Por su parte, la categorización diagnóstica de los problemas a atender necesita dar un salto adelante. Sin un lenguaje común y estandarizado que permita la codificación no podemos pedirle maravillas a un sistema de información. No será fácil que los servicios sociales lleguen a disponer del equivalente del CIE-10, pero hay muchas cosas que se pueden hacer a partir de la experiencia del sistema y de iniciativas como el Projecte Intersocial. Hay muchos campos en los que es necesario avanzar, como el de la interoperabilidad o en la investigación y registro de impactos del sistema en aspectos relevantes para la ciudadanía.

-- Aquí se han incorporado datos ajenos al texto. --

PR #1726, opened 2025-04-18
Add pragmas to keep right DiagnosticFrontend.h include

kimgr:
Clang reorganized the diagnostics headers in
https://github.com/llvm/llvm-project/commit/6c74fe9087fd85059158719ad1ab67e0f5098300

We don't seem to have a rule for .inc files, and I'm not entirely sure what it should be. Add pragmas to keep the public header.

### DIFF
--- a/iwyu_driver.cc
+++ b/iwyu_driver.cc
@@ -22,7 +22,7 @@
 #include <vector>
 
 #include "clang/Basic/Diagnostic.h"
-#include "clang/Basic/DiagnosticFrontend.h"
+#include "clang/Basic/DiagnosticFrontend.h"  // IWYU pragma: keep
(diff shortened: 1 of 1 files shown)


bolshakov-a:
It looks a little strange that that commit was merged two weeks ago, but the IWYU dogfood results didn't contain that change 4 days ago. Probably, the direct cause was another LLVM commit. However, I'm not sure it is important.

kimgr:
Our CI pipeline uses the Debian packages from https://apt.llvm.org, and they have a significant delay vs. LLVM mainline. So I think/hope it adds up.

bolshakov-a:
Got it, thanks!

PR #1727, opened 2025-04-19
Fix sys/ttycom.h mapping

mohd-akram:
Some BSDs define winsize in sys/ttycom.h, so it was originally mapped to
termios.h. A mapping for the winsize symbol has since been added and the
remaining symbols should be imported via sys/ioctl.h. While here, group
it with other system headers that are not present on Linux.

### DIFF
--- a/gcc.libc.imp
+++ b/gcc.libc.imp
@@ -218,11 +218,12 @@
   { "include": [ "<asm/unistd.h>", "private", "<sys/syscall.h>", "public"] },
   { "include": [ "<linux/limits.h>", "private", "<limits.h>", "public"] },   # PATH_MAX
   { "include": [ "<linux/prctl.h>", "private", "<sys/prctl.h>", "public"] },
+  { "include": [ "<sys/ucontext.h>", "private", "<ucontext.h>", "public"] },
+  # System headers available on AIX, BSD, Solaris and other Unix systems
   { "include": [ "<sys/dtrace.h>", "private", "<dtrace.h>", "public"] },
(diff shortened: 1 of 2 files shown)


kimgr:
A little summary of what the fix amounts to would be welcome in the commit message.

There's some parts to it, right?

* all symbols with special semantics are already explicitly mapped (`winsize`, `WEOF`, ...)
* ... and the rest of it is fronted by `sys/ioctl.h`
* Note `sys/ttycom.h` is a FreeBSD libc header

... or something like that.

gcc.libc.imp
```diff
@@ -221,7 +221,7 @@
   { "include": [ "<sys/dtrace.h>", "private", "<dtrace.h>", "public"] },
   { "include": [ "<sys/paths.h>", "private", "<paths.h>", "public"] },
   { "include": [ "<sys/syslimits.h>", "private", "<limits.h>", "public"] },
-  { "include": [ "<sys/ttycom.h>", "private", "<termios.h>", "public"] },
+  { "include": [ "<sys/ttycom.h>", "private", "<sys/ioctl.h>", "public"] },
```
kimgr, line 224: Might be worth adding a comment here that `sys/ttycom.h` is a FreeBSD libc header, so people don't clean it up after finding that the header doesn't exist on a Linux system.

kimgr:
Maybe the FreeBSD libc comment is better placed in the code than the commit message.

mohd-akram:
Good points, thanks. Updated the commit and added a comment.

kimgr:
Thank you!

Si queremos que un R2D2 sea un nuevo compañero en los centros de servicios sociales que permita a los profesionales dedicarse más plenamente a tareas con valor añadido, estos asuntos deberían entrar en la agenda de todas las administraciones competentes. En nuestro país, la diversidad de las mismas obliga a un esfuerzo adicional. En un campo que de hecho es “federal” y descentralizado, el ministerio responsable en el gobierno central podría desempeñar un papel de liderazgo importante, siempre que sepa reunir a los gobiernos implicados y favorecer el trabajo colaborativo entre ellos, en lugar de tratar de fijar modelos desde arriba que luego nadie sigue.